Once you find the line containing "The issue is" in the data below, copy it and each following line exactly, up to and including the line containing "I hadn't come", and nothing else.

-.-.-

PR #1071, opened 2026-04-04
Vlix/graceful shutdown

Vlix:

After submitting your PR:

---

My attempt at showing what I meant with adding the `ShuttingDown` state to the `Settings`.
This breaks no APIs AFAICT, and the new `ServerState` can be used to give the end-user more insight into what the server is doing.
If at some point we'd want to track more metrics (e.g. "amount of active `Application`s"), this is a way to expose them in a read-only fashion.

It also makes some argument passing unnecessary, as you can get the `ServerState` with `makeServerState`.

It's unfortunate we can't change the `Settings` type without breaking backward compatibility, as I'd like to have the type reflect the presence of a `ServerState` or not. Though we could also remove `defaultSettings :: Settings` and only provide `initSettings :: IO Settings` so that the `settingsServerState` would not have to be a `Maybe`. (Maybe food for thought for a major version bump)

---

TL;DR

- I'm trying not to break any APIs (not even those in `.Internal`)
- `warp-tls` should build with older versions, so there's a bunch of CPP
- I've simplified `Response.hs` a bit
- Might want to rename `makeRecv`, doesn't describe what it's doing well. If anyone has suggestions?
- Would have liked to make `appsInProgress` a `Counter`, but we don't export `newCounter`, so we wouldn't be able to create it in `warp-tls`
- `makeServerState` is idempotent, so as long as it is used before anything that needs to use the `Counter` or `ShuttingDown`, it will keep the same variables.

### DIFF
--- a/warp-tls/Network/Wai/Handler/WarpTLS.hs
+++ b/warp-tls/Network/Wai/Handler/WarpTLS.hs
@@ -59,6 +59,9 @@ module Network.Wai.Handler.WarpTLS (
 ) where
 
 import Control.Applicative ((<|>))
+#if MIN_VERSION_warp(3,4,13)
+import Control.Concurrent.STM (newTVarIO, TVar)
+#endif
 import Control.Exception (
     Exception,
     IOException,
@@ -90,9 +93,6 @@ import Network.Socket (
 #endif
     withSocketsDo,
  )
-#if MIN_VERSION_warp(3,4,13)
-import GHC.Conc (newTVarIO, TVar)
-#endif
 import Network.Socket.BufferPool
 import Network.Socket.ByteString (sendAll)
 import qualified Network.TLS as TLS
@@ -360,12 +360,10 @@ mkConn tlsset set s params = do
       Just bs -> switch bs
   where
     recvFirstBS = safeRecv s 4096 `onException` close s
-    switch firstBS =
-        case S.uncons firstBS of
-            Nothing -> close s >> throwIO ClientClosedConnectionPrematurely
-            Just (w8, _)
-                | w8 == 0x16 -> httpOverTls tlsset set s firstBS params
-                | otherwise -> plainHTTP tlsset set s firstBS
+    switch firstBS
+        | S.null firstBS = close s >> throwIO ClientClosedConnectionPrematurely
+        | S.head firstBS == 0x16 = httpOverTls tlsset set s firstBS params
+        | otherwise = plainHTTP tlsset set s firstBS
 
 ----------------------------------------------------------------
 
--- a/warp-tls/Network/Wai/Handler/WarpTLS.hs
+++ b/warp-tls/Network/Wai/Handler/WarpTLS.hs
@@ -394,7 +394,7 @@ httpOverTls TLSSettings{..} set s bs0 params =
 #if MIN_VERSION_warp(3,4,13)
         appsInProgress <- newTVarIO 0
         (ss, _) <- makeServerState set
-        let recv = makeRecv s pool ss appsInProgress
+        let recv = makeGracefulRecv s pool ss appsInProgress
 #else
         let recv = receive s pool
 #endif
--- a/warp-tls/Network/Wai/Handler/WarpTLS.hs
+++ b/warp-tls/Network/Wai/Handler/WarpTLS.hs
@@ -72,6 +72,7 @@ import Control.Exception (
     throwIO,
     try,
  )
+import qualified Control.Exception as E
 import Control.Monad (guard, void)
 import qualified Data.ByteString as S
 import qualified Data.ByteString.Lazy as L
@@ -89,7 +90,9 @@ import Network.Socket (
 #endif
     withSocketsDo,
  )
-import qualified Control.Exception as E
+#if MIN_VERSION_warp(3,4,13)
+import GHC.Conc (newTVarIO, TVar)
+#endif
 import Network.Socket.BufferPool
 import Network.Socket.ByteString (sendAll)
 import qualified Network.TLS as TLS
@@ -274,10 +277,16 @@ runTLSSocket'
     -> Socket
     -> Application
     -> IO ()
-runTLSSocket' tlsset@TLSSettings{..} set credentials mgr sock =
-    runSettingsConnectionMakerSecure set get
+runTLSSocket' tlsset@TLSSettings{..} set credentials mgr sock app = do
+#if MIN_VERSION_warp(3,4,13)
+    (_, newSettings) <- makeServerState set
+    let get = getter tlsset newSettings sock params
+    runSettingsConnectionMakerSecure newSettings get app
+#else
+    let get = getter tlsset set sock params
+    runSettingsConnectionMakerSecure set get app
+#endif
   where
-    get = getter tlsset set sock params
     params =
         TLS.defaultParamsServer
             { TLS.serverWantClientCert = tlsWantClientCert
@@ -351,10 +360,12 @@ mkConn tlsset set s params = do
       Just bs -> switch bs
   where
     recvFirstBS = safeRecv s 4096 `onException` close s
-    switch firstBS
-        | S.null firstBS = close s >> throwIO ClientClosedConnectionPrematurely
-        | S.head firstBS == 0x16 = httpOverTls tlsset set s firstBS params
-        | otherwise = plainHTTP tlsset set s firstBS
+    switch firstBS =
+        case S.uncons firstBS of
+            Nothing -> close s >> throwIO ClientClosedConnectionPrematurely
+            Just (w8, _)
+                | w8 == 0x16 -> httpOverTls tlsset set s firstBS params
+                | otherwise -> plainHTTP tlsset set s firstBS
 
 ----------------------------------------------------------------
 
@@ -382,7 +393,14 @@ httpOverTls TLSSettings{..} set s bs0 params =
   where
     makeConn = do
         pool <- newBufferPool 2048 16384
-        rawRecvN <- makeRecvN bs0 $ receive s pool
+#if MIN_VERSION_warp(3,4,13)
+        appsInProgress <- newTVarIO 0
+        (ss, _) <- makeServerState set
+        let recv = makeRecv s pool ss appsInProgress
+#else
+        let recv = receive s pool
+#endif
+        rawRecvN <- makeRecvN bs0 recv
         let recvN = wrappedRecvN rawRecvN
         ctx <- TLS.contextNew (backend recvN) params
         TLS.contextHookSetLogging ctx tlsLogging
@@ -390,7 +408,11 @@ httpOverTls TLSSettings{..} set s bs0 params =
         mconn <- timeout tm $ do
             TLS.handshake ctx
             mysa <- getSocketName s
+#if MIN_VERSION_warp(3,4,13)
+            attachConn mysa ctx appsInProgress
+#else
             attachConn mysa ctx
+#endif
         case mconn of
           Nothing -> throwIO IncompleteHeaders
           Just conn -> return conn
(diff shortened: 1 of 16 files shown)


warp/Network/Wai/Handler/Warp/ShuttingDown.hs
```diff
@@ -0,0 +1,34 @@
...
+-- and to not expose 'writeShuttingDown' to the end user.
+module Network.Wai.Handler.Warp.ShuttingDown (
+    ShuttingDown,
+    newShuttingDown,
+    readShuttingDown,
+    readShuttingDownSTM,
+    writeShuttingDown,
+) where
+
+import GHC.Conc (
```
kazu-yamamoto: Please use `import Control.Concurrent.STM`.
The same applies to other files.

warp/Network/Wai/Handler/Warp/Response.hs
```diff
@@ -148,17 +154,14 @@ sendResponse settings conn ii th req reqidxhdr src response = do
...
-                       else hs
     getdate = getDate ii
     addServerAndDate = addDate getdate rspidxhdr . addServer defServer rspidxhdr
     (isPersist, isChunked0) = infoFromRequest req reqidxhdr
     isChunked = not isHead && isChunked0
     (isKeepAlive, needsChunked) = infoFromResponse rspidxhdr (isPersist, isChunked)
     method = requestMethod req
     isHead = method == H.methodHead
-    rsp = case response of
+    !rsp = case response of
```
kazu-yamamoto: The bang is not necessary because we are using `Strict`.

kazu-yamamoto:
07cdada1b098fd4a5a23f16f5c0da922504e54ab should have the credit to Michał Kłeczek.

kazu-yamamoto:
I can support this PR.
Cc: @mkleczek

warp/Network/Wai/Handler/Warp/Run.hs
```diff
@@ -121,6 +135,22 @@ socketConnection _ s = do
             E.throwIO
             $ Sock.sendAll sock bs
 
+makeRecv :: Socket -> BufferPool -> ServerState -> TVar Int -> Recv
+makeRecv sock pool ss appsInProgress = do
+    sockWait <- waitReadSocketSTM sock
+    ok <- atomically $
```
mkleczek: I find it more difficult to follow than idiomatic `join . atomically`

warp/Network/Wai/Handler/Warp/Run.hs
```diff
@@ -121,6 +135,22 @@ socketConnection _ s = do
...
+        -- when shutting down throw
+        (checkShutdown >> pure False)
```
mkleczek: I'd use `checkShutdown $> False`

warp/Network/Wai/Handler/Warp/Response.hs
Vlix: Shall I remove the one below it as well then? Because the discrepancy was the main reason I added it.

warp/Network/Wai/Handler/Warp/Run.hs
Vlix: Sure, I think I'll change it.

Does the rest of the PR look good/acceptable?
Did I miss anything? Does this cover what you proposed?

warp/Network/Wai/Handler/Warp/Run.hs
kazu-yamamoto: It's like apples or oranges.
I like the original code.

warp/Network/Wai/Handler/Warp/Response.hs
kazu-yamamoto: The reason Bangs remains is historical. Let's remove them in a separate pull request. I think this pull request should provide minimal diffs.

warp/Network/Wai/Handler/Warp/Response.hs
```diff
@@ -120,6 +120,14 @@ sendResponse
     -> IO Bool
     -- ^ Returing True if the connection is persistent.
 sendResponse settings conn ii th req reqidxhdr src response = do
+    isShuttingDown <-
+        case settingsServerState settings of
+            Just serverState -> currentShuttingDownState serverState
+            Nothing -> pure False
```
mkleczek, line 128: This is problematic: users will be confused when they find out they not only need to use `settingsInstallShutdownHandler` but also the new `makeSettingsAndServerState` to have graceful shutdowns.

TBH I find using `Settings` (which is a public API) to "smuggle" internal server state not the best decision that is going to cause more harm than good.

I am not sure how important compatibility of `Internal` API is (ie. whether the signatures of `runSettingsConnectionMakerSecure` and friends need to stay compatible), but IMHO it is less important than having a clean and cohesive public (ie. `Settings`) API.

warp/Network/Wai/Handler/Warp/Settings.hs
mkleczek, line 189: Shouldn't this field be deprecated if `makeSettingsAndCounter` is deprecated?

I think the interaction between `settingsServerState` `settingsConnectionCounter` and `settingsInstallShutdownHandler` is going to be very confusing for the users.

warp-tls/Network/Wai/Handler/WarpTLS.hs
```diff
@@ -351,10 +360,12 @@ mkConn tlsset set s params = do
       Just bs -> switch bs
   where
     recvFirstBS = safeRecv s 4096 `onException` close s
-    switch firstBS
-        | S.null firstBS = close s >> throwIO ClientClosedConnectionPrematurely
-        | S.head firstBS == 0x16 = httpOverTls tlsset set s firstBS params
-        | otherwise = plainHTTP tlsset set s firstBS
+    switch firstBS =
```
mkleczek: This seems like unrelated refactoring? Maybe it is a good idea to propose it in a separate PR?

warp/Network/Wai/Handler/Warp/Response.hs
mkleczek: Ahh... I see that you are initializing server state in settings in both WarpTLS and in Warp.

It is still problematic though: we strive to maintain `Internal` API signatures intact just to force clients of this API to remember to initialize one of the `Settings` fields, otherwise graceful shutdowns won't work.
IMHO, we should follow the principle of "least surprise", It would be better to simply break the clients of `Internal` API explicitly (by changing the signatures).

warp/Network/Wai/Handler/Warp/Run.hs
mkleczek: Well, at least the variable name should be different I guess. I find `ok` misguiding here (suggesting "not ok" means error).

warp/Network/Wai/Handler/Warp/Settings.hs
Vlix: Yes, `settingsConnectionCounter` would also start the deprecation track.

warp/Network/Wai/Handler/Warp/Response.hs
Vlix: The exposed API doesn't need to initialize anything, though?

Users of the API just get the opportunity to access (read-only) the shutting down state and connection counter if they want to.
If it is not initialized by the user/client, it will be initialized by the server before it is used.

warp-tls/Network/Wai/Handler/WarpTLS.hs
```diff
@@ -274,10 +277,16 @@ runTLSSocket'
     -> Socket
     -> Application
     -> IO ()
-runTLSSocket' tlsset@TLSSettings{..} set credentials mgr sock =
-    runSettingsConnectionMakerSecure set get
+runTLSSocket' tlsset@TLSSettings{..} set credentials mgr sock app = do
+#if MIN_VERSION_warp(3,4,13)
```
mkleczek, line 281: Why is it better that way instead of simply change version bounds in the cabal file? (genuinely asking).

At the end of the day both `warp-tls` and `warp` are released together anyway. I am doubtful anyone wants to use newer `warp-tls` with older `warp` version - what would be the point?

Vlix: If a newer version of `warp-tls` fixes a security issue or bug, and the user (for legacy reasons, or corporate reasons, or whatever) needs to use an older `warp` because they're stuck on an older GHC, or can't use certain library versions of dependencies.

I'd just like to make the transition smoother. We can get rid of the CPP once we need to bump the dependency constraints for another reason, or if we're a few more versions in, so that there's less chance of someone being in such a position.

Vlix:
Made some revisions according to PR comments, and added more documentation.
Especially, I've added a header to the `Internal.hs` module, so that users from now on will have a better expectation of why that module can change.

warp/Network/Wai/Handler/Warp/Response.hs
mkleczek: > The exposed API doesn't need to initialize anything, though?
> 
> Users of the API just get the opportunity to access (read-only) the shutting down state and connection counter if they want to. If it is not initialized by the user/client, it will be initialized by the server before it is used.

If someone is using **only** `warp-tls` or `warp` (which both initialize it) then `Internal` API compatibility does not matter anyway.
`Internal` API compatibility matters **only** for clients that do not use neither `warp-tls` nor `warp` - but in this case they need to remember to initialize server state first (ie. the changes are only syntactically compatible but semantically they are breaking anyway).

warp-tls/Network/Wai/Handler/WarpTLS.hs
mkleczek: > If a newer version of `warp-tls` fixes a security issue or bug, and the user (for legacy reasons, or corporate reasons, or whatever) needs to use an older `warp` because they're stuck on an older GHC, 

But we do not release them using different GHC versions (ie. if the user upgrades `warp-tls` it is safe to upgrade `warp`)

[...]
> 
> I'd just like to make the transition smoother. We can get rid of the CPP once we need to bump the dependency constraints for another reason, or if we're a few more versions in, so that there's less chance of someone being in such a position.

IMHO it is not worth the effort and maintenance burden, but it is your call.

Vlix:
Credited `Michał Kłeczek <michal@kleczek.org>` in the `GracefulShutdownSpec` commit.

Also want to add both `Michał Kłeczek` and `Kazu` to the merge commit when we're done with this.

warp/Network/Wai/Handler/Warp/Response.hs
Vlix: I don't see the issue.

Anything exported from `Internal.hs` at the moment either doesn't need a `ServerState` (anything other than the `socketConnection` and `runSettings*` functions) or they initialize their own if the `Settings` don't have any.

kazu-yamamoto, line 128: I guess that `Nothing` is never reached.
If so, let's put "`-- Never reached`".

kazu-yamamoto:
@Vlix The current code looks good to me. When @mkleczek is convinced, please merge this PR.

mkleczek:
> @Vlix The current code looks good to me. When @mkleczek is convinced, please merge this PR.

@Vlix @kazu-yamamoto - please, treat my comments as non-blocking.

warp/Network/Wai/Handler/Warp/Response.hs
mkleczek: > I don't see the issue.
> 
> Anything exported from `Internal.hs` at the moment either doesn't need a `ServerState` (anything other than the `socketConnection` and `runSettings*` functions) or they initialize their own if the `Settings` don't have any.

The issue is that this design violates "make invalid states unrepresentable" rule: well illustrated by comment about adding `-- Never reached`.

Anyway - I'm fine with whatever decisions you guys make :)

kazu-yamamoto (approved):
LGTM

kazu-yamamoto:
@Vlix Why don't you merge this PR? Or, should I do it by myself?

Vlix:
I hadn't come around to it, unfortunately. But I have some time right now, so I'll merge and publish :+1:

Vlix:
Published `warp-3.4.13` and `warp-tls-3.4.14`

wolfgangwalther:
> Published `warp-3.4.13` and `warp-tls-3.4.14`

I'm missing tags for these in this repo - it seems they were forgotten.

Vlix:
Oh wow, not sure why. I could have sworn I pushed them.

Fixed it.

-.-.-

RESULT OF THE TASK →
The issue is that this design violates "make invalid states unrepresentable" rule: well illustrated by comment about adding `-- Never reached`.

Anyway - I'm fine with whatever decisions you guys make :)

kazu-yamamoto (approved):
LGTM

kazu-yamamoto:
@Vlix Why don't you merge this PR? Or, should I do it by myself?

Vlix:
I hadn't come around to it, unfortunately. But I have some time right now, so I'll merge and publish :+1:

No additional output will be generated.